[Data extracted from a collection]
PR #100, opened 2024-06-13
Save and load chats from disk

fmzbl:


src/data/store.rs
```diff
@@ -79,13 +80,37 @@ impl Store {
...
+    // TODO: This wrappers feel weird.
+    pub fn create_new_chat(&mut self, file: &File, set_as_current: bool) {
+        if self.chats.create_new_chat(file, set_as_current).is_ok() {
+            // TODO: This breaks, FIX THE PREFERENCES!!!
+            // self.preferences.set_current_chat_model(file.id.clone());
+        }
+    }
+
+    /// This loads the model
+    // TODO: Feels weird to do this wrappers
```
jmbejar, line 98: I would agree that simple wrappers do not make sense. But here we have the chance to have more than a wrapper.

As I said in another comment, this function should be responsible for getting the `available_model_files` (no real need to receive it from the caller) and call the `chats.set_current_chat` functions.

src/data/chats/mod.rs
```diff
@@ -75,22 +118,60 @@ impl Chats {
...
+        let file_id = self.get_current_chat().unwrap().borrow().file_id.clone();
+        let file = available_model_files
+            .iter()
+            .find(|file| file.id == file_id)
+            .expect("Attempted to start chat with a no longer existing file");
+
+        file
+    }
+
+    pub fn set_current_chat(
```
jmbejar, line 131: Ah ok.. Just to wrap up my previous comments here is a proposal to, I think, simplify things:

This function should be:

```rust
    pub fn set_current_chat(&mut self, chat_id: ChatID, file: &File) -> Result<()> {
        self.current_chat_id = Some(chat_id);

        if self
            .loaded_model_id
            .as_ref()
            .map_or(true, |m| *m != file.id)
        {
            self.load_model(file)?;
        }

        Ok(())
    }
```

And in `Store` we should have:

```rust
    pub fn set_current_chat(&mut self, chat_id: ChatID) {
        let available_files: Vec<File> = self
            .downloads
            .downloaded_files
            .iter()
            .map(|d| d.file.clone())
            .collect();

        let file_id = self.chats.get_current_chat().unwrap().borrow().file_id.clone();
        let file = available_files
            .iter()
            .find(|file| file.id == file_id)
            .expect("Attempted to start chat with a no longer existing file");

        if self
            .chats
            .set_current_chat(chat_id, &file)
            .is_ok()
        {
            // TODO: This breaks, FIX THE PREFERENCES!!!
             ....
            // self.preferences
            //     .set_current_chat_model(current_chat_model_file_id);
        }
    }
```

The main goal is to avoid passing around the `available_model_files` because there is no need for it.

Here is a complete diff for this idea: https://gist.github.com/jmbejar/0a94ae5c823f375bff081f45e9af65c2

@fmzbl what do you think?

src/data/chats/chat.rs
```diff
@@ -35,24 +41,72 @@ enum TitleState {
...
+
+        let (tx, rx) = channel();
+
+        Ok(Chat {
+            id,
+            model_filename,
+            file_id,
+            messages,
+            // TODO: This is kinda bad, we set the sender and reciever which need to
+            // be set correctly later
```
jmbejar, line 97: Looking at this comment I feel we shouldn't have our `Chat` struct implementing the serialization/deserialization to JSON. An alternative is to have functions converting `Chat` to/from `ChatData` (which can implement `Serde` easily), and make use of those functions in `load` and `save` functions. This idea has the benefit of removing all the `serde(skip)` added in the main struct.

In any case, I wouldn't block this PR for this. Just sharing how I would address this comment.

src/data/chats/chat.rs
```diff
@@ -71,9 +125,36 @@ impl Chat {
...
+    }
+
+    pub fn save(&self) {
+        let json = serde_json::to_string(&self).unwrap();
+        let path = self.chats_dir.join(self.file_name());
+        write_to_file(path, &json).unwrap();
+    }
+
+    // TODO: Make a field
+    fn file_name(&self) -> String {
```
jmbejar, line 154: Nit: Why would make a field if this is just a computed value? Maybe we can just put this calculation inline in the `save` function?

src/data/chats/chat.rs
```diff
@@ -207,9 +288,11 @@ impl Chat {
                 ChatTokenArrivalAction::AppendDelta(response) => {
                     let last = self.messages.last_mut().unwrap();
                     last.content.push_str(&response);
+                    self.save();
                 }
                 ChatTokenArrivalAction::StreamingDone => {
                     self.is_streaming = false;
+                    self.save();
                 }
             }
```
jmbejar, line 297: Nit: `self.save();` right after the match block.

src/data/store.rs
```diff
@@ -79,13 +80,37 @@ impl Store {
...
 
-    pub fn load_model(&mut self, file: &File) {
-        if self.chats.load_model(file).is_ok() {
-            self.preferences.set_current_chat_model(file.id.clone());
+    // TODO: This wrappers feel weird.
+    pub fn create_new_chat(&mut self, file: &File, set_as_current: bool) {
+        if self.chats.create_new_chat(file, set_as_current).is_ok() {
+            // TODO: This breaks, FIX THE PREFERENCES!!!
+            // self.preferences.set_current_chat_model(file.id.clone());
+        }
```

* * *

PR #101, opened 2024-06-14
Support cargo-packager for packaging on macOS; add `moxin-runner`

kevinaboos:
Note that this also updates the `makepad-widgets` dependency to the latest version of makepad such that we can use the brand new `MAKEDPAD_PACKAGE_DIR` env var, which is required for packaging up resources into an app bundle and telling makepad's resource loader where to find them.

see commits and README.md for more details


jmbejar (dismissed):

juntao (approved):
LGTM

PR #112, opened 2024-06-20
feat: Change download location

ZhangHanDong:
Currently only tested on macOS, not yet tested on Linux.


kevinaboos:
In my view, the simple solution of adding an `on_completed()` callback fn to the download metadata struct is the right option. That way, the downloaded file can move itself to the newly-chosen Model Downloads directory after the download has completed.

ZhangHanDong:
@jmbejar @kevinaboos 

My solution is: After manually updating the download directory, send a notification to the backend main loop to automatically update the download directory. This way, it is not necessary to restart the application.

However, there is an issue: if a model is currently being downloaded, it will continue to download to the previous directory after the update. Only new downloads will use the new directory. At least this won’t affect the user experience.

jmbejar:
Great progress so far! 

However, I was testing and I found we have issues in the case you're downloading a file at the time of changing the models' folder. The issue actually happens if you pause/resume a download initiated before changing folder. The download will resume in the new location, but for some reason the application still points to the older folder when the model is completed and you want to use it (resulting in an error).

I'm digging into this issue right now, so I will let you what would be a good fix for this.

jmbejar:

---

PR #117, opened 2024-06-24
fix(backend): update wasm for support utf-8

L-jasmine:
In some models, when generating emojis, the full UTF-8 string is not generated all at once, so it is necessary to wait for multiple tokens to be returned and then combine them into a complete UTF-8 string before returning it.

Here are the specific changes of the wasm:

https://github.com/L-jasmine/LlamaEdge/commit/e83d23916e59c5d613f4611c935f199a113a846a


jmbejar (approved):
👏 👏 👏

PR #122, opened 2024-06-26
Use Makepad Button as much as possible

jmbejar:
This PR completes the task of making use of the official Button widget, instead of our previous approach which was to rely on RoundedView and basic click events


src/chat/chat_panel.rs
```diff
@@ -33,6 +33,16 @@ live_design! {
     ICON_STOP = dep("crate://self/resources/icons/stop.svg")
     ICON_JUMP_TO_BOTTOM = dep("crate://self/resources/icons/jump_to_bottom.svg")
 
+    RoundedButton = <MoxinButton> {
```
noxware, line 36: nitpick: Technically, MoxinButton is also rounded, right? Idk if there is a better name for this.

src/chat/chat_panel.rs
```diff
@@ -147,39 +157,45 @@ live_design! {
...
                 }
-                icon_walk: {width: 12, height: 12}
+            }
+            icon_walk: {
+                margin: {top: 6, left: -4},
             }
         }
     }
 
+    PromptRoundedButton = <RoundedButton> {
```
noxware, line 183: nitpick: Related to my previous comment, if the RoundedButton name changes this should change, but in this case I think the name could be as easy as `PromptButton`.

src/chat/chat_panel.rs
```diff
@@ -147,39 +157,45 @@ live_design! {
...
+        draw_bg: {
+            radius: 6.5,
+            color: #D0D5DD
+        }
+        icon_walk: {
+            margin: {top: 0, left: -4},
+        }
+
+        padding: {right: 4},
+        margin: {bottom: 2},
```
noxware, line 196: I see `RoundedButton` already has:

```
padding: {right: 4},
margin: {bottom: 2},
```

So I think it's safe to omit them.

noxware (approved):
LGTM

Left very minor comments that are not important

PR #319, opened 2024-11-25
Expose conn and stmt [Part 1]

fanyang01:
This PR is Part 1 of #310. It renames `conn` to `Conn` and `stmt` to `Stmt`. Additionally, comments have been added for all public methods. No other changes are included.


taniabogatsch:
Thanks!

▸ **WHAT THIS TASK INVOLVES**:
Scan the data above and report each line in which "struct" is present.

▸ **ANSWER BOX**:
jmbejar, line 97: Looking at this comment I feel we shouldn't have our `Chat` struct implementing the serialization/deserialization to JSON. An alternative is to have functions converting `Chat` to/from `ChatData` (which can implement `Serde` easily), and make use of those functions in `load` and `save` functions. This idea has the benefit of removing all the `serde(skip)` added in the main struct.
In my view, the simple solution of adding an `on_completed()` callback fn to the download metadata struct is the right option. That way, the downloaded file can move itself to the newly-chosen Model Downloads directory after the download has completed.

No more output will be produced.